• [YOUR ASSIGNMENT] Look through the data below and, wherever a line carries the word "paths", please copy that line.

• [DATA TO EXAMINE]

PR #441, opened 2023-11-16
feat: auto generate markdown files 

asanehisa:


packages/pages/src/common/src/template/paths.ts
```diff
@@ -19,6 +19,7 @@ export const getRelativePrefixToRootFromPath = (path: string): string => {
 /**
  * Converts any path to a posix path delimited by "/". Useful for ensuring that a path will be dynamically importable as only posix-style
  * paths are supported with import.
+ * @public
```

• [RESPONSE]
packages/pages/src/common/src/template/paths.ts
  * paths are supported with import.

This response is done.